**Instructions for the task:**
Beginning with the line that holds "PR #358, opened 2021-04-30" in the data below, give again every line through the one that holds "- This _is_", exactly as written.

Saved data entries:
+ + + + + + +
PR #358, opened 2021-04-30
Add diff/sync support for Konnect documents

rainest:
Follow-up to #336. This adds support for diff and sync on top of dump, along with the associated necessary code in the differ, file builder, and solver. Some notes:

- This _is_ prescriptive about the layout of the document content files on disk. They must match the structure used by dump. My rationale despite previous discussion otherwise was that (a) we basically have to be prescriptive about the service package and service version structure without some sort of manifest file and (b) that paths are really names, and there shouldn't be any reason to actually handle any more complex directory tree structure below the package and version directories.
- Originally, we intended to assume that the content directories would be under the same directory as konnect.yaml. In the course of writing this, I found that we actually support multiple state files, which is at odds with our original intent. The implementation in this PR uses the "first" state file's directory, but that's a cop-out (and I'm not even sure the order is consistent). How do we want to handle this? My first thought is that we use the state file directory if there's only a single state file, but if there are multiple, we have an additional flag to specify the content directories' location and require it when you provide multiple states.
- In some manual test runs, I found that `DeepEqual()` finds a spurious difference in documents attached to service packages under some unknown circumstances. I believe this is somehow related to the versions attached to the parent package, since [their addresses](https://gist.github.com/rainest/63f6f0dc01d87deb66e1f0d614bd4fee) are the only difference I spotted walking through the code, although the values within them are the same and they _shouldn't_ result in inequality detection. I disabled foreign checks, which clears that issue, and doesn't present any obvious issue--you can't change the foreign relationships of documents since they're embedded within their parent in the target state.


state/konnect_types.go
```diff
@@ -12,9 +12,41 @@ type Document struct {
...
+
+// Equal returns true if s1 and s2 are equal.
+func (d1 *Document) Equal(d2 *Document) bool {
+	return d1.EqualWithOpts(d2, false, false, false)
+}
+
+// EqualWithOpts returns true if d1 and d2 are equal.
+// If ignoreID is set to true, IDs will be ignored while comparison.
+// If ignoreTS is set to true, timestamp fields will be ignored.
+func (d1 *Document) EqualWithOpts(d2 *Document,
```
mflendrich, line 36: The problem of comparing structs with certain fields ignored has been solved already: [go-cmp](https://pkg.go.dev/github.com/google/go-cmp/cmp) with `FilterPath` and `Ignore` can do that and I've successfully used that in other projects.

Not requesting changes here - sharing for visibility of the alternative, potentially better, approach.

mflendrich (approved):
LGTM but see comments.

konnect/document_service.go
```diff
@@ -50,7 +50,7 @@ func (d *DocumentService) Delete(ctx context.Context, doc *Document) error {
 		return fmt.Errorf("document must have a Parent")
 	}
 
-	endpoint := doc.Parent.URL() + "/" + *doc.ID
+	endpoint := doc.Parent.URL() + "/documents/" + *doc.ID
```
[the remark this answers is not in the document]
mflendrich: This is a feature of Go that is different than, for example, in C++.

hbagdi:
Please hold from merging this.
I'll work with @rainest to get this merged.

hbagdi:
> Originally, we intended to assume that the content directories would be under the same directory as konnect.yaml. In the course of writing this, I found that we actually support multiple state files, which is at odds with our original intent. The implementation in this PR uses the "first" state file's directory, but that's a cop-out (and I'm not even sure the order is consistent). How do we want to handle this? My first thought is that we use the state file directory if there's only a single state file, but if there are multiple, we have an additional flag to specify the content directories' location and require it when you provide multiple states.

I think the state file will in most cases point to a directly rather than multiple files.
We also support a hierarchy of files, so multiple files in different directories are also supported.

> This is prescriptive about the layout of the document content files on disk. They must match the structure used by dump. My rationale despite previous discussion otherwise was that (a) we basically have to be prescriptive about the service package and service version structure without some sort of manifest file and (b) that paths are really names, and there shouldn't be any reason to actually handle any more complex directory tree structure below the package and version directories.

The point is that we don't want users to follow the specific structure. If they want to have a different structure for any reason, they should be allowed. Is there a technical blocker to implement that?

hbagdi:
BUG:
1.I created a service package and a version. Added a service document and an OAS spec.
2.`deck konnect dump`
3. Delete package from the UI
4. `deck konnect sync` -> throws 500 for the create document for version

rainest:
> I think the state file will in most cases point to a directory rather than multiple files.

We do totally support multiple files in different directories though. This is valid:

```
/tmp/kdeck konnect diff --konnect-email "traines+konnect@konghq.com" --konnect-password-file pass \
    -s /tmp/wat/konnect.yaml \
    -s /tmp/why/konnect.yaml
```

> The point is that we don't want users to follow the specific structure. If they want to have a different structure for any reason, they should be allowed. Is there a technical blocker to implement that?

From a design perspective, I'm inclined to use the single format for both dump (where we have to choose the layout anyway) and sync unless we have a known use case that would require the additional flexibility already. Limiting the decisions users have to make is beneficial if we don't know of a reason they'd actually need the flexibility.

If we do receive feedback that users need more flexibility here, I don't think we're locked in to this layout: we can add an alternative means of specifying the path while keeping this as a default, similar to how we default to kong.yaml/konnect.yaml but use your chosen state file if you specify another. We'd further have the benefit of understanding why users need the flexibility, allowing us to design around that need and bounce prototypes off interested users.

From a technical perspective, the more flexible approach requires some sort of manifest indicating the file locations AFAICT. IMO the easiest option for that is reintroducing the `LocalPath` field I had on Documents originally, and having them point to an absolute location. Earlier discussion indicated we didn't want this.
+ + + + + + +
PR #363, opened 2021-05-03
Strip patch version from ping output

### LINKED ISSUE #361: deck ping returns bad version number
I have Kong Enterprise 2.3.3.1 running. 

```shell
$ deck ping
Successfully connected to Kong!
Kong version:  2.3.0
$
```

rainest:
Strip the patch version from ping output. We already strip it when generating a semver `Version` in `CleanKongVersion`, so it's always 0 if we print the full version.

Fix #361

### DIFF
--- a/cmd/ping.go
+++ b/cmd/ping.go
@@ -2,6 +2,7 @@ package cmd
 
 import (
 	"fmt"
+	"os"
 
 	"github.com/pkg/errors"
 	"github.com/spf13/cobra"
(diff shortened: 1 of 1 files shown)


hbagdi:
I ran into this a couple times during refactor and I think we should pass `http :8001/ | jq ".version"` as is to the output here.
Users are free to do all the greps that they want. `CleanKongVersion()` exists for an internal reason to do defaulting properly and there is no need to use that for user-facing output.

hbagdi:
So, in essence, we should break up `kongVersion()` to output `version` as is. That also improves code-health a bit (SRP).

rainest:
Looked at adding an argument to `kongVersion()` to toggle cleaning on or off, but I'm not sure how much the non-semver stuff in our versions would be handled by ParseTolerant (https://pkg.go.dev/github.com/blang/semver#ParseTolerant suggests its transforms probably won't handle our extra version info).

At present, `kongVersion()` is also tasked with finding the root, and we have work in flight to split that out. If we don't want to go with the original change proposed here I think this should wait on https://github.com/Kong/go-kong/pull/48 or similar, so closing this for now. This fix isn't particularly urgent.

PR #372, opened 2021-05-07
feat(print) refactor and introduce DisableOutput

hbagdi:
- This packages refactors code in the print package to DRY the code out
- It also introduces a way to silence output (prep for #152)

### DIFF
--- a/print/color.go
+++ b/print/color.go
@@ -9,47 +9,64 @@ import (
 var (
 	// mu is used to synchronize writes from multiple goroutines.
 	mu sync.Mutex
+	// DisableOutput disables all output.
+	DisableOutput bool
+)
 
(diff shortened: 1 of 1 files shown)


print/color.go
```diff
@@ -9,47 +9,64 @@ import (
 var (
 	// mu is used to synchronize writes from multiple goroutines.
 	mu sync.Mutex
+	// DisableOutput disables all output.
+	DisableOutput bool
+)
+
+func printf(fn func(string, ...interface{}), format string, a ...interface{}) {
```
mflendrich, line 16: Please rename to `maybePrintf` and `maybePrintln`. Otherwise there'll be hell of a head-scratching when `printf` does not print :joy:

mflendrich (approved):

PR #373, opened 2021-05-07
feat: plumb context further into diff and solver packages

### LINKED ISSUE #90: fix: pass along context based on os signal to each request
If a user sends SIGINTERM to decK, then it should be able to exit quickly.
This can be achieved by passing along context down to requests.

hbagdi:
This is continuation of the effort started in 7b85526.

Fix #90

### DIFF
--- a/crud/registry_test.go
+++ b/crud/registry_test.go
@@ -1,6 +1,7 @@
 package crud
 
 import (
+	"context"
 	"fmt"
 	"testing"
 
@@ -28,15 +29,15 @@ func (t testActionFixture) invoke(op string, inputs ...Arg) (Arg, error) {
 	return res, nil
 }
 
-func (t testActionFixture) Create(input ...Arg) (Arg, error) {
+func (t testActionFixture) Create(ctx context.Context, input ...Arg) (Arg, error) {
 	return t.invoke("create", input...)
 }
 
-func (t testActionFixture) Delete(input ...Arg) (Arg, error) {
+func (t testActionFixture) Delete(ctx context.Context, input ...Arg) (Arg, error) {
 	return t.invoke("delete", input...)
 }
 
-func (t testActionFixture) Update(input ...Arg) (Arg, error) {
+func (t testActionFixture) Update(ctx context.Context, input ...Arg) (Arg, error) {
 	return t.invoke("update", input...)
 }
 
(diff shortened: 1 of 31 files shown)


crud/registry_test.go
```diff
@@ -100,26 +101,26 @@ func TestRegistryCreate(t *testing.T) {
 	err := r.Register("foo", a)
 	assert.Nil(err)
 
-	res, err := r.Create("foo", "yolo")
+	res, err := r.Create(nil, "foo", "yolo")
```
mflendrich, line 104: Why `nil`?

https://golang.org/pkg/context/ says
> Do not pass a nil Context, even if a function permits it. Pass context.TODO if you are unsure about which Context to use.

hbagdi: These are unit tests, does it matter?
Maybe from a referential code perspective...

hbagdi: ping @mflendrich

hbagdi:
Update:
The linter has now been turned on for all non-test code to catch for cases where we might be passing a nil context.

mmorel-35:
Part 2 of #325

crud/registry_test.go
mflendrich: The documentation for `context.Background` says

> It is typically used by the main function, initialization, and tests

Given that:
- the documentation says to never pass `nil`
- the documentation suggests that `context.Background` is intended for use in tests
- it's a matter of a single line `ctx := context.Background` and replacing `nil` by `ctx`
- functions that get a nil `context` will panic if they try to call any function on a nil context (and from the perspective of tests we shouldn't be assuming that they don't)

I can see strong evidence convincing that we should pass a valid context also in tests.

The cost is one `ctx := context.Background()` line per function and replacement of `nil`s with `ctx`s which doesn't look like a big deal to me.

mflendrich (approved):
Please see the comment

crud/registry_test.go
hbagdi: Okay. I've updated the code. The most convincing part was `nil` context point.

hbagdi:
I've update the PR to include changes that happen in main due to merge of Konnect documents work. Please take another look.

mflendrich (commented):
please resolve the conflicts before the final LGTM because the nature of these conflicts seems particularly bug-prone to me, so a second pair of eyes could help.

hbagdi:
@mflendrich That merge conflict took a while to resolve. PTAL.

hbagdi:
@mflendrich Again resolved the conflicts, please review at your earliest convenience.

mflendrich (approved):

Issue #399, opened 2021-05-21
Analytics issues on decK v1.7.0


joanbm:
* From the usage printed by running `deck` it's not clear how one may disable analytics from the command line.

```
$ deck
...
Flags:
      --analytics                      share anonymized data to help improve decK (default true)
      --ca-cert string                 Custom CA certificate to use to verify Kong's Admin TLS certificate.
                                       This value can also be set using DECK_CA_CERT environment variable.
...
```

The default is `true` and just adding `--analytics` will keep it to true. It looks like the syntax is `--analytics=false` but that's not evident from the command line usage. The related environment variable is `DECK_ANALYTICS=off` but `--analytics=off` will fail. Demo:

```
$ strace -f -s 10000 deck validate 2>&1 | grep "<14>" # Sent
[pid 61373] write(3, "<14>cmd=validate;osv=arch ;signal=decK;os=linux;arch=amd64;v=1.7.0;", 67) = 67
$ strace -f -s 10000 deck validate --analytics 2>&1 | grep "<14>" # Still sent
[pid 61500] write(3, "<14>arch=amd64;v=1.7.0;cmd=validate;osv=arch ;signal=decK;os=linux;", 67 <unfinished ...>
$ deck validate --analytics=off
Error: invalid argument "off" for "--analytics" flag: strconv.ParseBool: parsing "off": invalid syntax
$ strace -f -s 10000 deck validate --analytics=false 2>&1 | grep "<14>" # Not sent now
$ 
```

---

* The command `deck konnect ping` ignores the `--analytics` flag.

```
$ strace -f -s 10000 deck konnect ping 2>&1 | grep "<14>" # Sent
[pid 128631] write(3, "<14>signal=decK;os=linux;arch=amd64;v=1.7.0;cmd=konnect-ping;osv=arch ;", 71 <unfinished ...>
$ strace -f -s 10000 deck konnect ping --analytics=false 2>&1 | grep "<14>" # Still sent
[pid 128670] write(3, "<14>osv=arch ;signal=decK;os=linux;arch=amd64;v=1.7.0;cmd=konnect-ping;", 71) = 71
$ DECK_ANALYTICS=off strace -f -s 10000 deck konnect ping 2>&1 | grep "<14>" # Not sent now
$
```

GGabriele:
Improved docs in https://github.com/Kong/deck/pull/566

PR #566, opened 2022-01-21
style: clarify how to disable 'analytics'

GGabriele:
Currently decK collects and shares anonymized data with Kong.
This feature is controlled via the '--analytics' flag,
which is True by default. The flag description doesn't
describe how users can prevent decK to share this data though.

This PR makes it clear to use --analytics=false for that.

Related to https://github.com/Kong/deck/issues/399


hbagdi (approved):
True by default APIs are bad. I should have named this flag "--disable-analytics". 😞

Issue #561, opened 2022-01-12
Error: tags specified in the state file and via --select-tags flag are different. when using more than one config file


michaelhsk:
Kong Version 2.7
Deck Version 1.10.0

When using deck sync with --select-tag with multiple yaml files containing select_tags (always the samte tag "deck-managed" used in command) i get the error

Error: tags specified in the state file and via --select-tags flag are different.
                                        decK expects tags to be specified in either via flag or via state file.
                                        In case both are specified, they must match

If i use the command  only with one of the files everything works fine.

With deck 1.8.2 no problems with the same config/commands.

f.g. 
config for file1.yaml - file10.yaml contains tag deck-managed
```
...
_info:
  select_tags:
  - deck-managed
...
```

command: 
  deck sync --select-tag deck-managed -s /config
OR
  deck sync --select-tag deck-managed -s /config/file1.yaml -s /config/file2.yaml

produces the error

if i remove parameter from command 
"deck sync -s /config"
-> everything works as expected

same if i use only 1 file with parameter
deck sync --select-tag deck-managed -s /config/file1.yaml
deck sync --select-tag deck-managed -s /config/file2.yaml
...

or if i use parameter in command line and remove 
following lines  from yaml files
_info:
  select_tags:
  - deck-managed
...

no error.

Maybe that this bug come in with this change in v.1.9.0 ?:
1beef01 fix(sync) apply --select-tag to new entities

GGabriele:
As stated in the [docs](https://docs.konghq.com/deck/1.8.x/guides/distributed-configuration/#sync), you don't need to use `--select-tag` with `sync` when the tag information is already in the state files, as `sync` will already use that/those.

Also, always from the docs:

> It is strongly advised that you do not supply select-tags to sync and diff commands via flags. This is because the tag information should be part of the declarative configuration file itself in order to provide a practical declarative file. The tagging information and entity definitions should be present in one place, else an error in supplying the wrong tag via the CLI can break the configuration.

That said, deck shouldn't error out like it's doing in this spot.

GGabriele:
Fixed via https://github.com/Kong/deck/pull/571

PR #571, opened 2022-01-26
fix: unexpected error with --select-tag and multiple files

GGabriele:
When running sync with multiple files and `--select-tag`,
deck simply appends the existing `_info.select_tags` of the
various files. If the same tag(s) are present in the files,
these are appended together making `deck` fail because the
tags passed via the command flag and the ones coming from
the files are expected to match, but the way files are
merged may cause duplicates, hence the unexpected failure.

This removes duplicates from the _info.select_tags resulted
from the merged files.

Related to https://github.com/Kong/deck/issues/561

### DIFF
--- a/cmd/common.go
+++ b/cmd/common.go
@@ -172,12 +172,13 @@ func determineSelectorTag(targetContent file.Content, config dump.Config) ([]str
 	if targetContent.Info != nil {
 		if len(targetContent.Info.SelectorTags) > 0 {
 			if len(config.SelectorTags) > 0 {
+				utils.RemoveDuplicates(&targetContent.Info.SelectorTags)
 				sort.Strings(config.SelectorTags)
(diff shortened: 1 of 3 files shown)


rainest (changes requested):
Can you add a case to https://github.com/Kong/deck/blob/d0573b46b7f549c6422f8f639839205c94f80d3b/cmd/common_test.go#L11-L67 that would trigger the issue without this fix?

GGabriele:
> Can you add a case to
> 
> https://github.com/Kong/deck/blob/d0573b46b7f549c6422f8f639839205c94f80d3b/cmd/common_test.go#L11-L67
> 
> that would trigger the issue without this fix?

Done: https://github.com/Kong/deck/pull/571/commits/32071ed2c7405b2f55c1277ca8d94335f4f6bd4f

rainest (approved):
+ + + + + + +
**Final answer:**
PR #358, opened 2021-04-30
Add diff/sync support for Konnect documents

rainest:
Follow-up to #336. This adds support for diff and sync on top of dump, along with the associated necessary code in the differ, file builder, and solver. Some notes:

- This _is_ prescriptive about the layout of the document content files on disk. They must match the structure used by dump. My rationale despite previous discussion otherwise was that (a) we basically have to be prescriptive about the service package and service version structure without some sort of manifest file and (b) that paths are really names, and there shouldn't be any reason to actually handle any more complex directory tree structure below the package and version directories.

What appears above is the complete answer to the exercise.